• _Assigned task_
Two lines below mark the span: the one containing "(diff shortened: 1 of 1 files shown)" and the one containing "marekcirkos: Can you". Set down both, plus every line between, exactly as they stand, and nothing else.

-- Given data follows --

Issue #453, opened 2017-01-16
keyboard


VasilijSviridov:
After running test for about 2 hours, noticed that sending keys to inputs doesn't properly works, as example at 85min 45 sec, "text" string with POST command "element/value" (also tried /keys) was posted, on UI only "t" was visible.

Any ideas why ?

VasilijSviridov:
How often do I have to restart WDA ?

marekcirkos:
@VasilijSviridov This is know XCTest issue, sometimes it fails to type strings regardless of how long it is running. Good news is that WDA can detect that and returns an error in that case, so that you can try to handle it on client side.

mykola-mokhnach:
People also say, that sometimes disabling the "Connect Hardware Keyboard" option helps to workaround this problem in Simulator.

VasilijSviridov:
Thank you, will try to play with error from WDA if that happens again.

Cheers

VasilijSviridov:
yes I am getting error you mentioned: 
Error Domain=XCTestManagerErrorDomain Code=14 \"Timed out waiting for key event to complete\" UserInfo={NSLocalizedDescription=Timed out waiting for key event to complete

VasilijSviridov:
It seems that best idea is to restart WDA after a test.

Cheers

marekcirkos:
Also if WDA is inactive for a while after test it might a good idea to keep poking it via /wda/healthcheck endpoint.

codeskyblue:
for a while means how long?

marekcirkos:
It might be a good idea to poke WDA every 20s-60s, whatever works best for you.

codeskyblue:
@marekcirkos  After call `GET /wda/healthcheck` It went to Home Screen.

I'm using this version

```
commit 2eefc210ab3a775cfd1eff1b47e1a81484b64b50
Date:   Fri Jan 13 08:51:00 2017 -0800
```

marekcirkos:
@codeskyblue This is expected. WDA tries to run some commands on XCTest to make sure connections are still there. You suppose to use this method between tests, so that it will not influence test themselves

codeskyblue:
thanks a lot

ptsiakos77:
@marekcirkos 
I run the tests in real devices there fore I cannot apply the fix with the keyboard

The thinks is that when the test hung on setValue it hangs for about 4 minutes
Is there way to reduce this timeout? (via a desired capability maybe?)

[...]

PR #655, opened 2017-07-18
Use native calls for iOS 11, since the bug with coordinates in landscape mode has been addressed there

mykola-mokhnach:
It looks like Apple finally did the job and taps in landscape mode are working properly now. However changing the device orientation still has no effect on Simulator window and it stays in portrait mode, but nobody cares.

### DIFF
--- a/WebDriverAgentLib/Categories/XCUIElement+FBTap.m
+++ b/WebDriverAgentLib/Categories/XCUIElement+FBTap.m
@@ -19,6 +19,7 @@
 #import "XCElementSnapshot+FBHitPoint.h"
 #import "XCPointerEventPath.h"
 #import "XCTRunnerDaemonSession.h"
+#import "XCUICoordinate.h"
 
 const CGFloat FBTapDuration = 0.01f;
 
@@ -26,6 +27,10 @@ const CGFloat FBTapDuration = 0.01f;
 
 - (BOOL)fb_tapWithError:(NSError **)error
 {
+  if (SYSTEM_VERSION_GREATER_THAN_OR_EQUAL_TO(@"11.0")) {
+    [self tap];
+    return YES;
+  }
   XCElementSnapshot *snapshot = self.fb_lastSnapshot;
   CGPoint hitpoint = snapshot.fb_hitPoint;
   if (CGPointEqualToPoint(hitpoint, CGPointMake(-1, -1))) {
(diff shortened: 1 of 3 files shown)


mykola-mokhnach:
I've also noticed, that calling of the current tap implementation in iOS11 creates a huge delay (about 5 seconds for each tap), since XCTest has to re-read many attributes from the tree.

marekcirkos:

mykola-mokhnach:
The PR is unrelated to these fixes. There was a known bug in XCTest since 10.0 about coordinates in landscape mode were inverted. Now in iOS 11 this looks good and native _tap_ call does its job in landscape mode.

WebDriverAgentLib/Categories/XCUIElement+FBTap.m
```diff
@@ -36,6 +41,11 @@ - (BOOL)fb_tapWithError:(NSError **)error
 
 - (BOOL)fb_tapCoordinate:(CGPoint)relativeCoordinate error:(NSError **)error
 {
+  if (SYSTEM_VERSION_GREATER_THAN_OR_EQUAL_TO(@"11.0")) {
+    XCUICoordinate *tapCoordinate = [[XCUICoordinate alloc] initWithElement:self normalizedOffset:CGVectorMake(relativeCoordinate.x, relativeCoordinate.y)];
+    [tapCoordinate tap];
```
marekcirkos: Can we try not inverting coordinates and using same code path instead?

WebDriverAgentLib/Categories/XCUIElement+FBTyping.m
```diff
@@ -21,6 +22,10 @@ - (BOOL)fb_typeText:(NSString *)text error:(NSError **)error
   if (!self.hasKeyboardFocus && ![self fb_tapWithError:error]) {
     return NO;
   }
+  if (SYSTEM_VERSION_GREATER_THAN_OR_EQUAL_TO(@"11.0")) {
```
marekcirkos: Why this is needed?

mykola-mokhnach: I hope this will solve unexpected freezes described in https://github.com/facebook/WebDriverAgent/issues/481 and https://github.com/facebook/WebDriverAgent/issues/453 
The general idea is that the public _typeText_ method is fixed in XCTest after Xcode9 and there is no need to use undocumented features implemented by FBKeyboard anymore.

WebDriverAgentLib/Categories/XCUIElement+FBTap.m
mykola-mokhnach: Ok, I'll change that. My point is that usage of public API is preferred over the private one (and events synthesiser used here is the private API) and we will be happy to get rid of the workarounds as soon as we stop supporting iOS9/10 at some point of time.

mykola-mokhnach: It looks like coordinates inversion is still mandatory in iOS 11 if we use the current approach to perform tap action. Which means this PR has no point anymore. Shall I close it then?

-- Given data concluded --
-- Given data follows --

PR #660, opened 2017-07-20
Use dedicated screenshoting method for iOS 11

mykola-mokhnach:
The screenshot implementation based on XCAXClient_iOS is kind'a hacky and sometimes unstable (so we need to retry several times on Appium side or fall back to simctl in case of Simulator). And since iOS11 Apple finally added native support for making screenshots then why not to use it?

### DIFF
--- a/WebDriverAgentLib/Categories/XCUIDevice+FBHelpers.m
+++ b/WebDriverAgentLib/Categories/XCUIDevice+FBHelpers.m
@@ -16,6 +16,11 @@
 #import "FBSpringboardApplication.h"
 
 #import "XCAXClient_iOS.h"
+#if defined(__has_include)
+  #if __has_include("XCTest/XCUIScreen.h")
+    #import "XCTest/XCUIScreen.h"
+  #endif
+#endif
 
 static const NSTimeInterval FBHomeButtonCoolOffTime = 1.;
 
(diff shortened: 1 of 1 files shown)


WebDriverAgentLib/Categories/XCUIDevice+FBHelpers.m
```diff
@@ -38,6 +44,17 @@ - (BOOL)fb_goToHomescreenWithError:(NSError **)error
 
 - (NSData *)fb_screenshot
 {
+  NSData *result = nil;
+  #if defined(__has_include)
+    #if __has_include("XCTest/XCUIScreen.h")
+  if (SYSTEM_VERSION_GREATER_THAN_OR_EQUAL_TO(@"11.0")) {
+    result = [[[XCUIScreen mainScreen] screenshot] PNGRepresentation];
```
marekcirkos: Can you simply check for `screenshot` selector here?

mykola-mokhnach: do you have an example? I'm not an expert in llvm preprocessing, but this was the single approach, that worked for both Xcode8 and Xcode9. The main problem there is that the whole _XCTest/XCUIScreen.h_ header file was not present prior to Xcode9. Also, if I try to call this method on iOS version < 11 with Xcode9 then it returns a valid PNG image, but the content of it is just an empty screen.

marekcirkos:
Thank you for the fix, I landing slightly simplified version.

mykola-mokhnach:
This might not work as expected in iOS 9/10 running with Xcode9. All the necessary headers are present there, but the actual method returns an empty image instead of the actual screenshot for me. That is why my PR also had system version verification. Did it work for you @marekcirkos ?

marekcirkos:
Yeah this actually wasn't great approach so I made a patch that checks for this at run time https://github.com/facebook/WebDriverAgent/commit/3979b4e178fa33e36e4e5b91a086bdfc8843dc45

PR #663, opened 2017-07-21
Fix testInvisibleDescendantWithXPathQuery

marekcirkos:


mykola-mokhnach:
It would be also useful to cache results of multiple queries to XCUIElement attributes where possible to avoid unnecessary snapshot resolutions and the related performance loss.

-- Given data concluded --

• _Output below_
(diff shortened: 1 of 1 files shown)


WebDriverAgentLib/Categories/XCUIDevice+FBHelpers.m
```diff
@@ -38,6 +44,17 @@ - (BOOL)fb_goToHomescreenWithError:(NSError **)error
 
 - (NSData *)fb_screenshot
 {
+  NSData *result = nil;
+  #if defined(__has_include)
+    #if __has_include("XCTest/XCUIScreen.h")
+  if (SYSTEM_VERSION_GREATER_THAN_OR_EQUAL_TO(@"11.0")) {
+    result = [[[XCUIScreen mainScreen] screenshot] PNGRepresentation];
```
marekcirkos: Can you simply check for `screenshot` selector here?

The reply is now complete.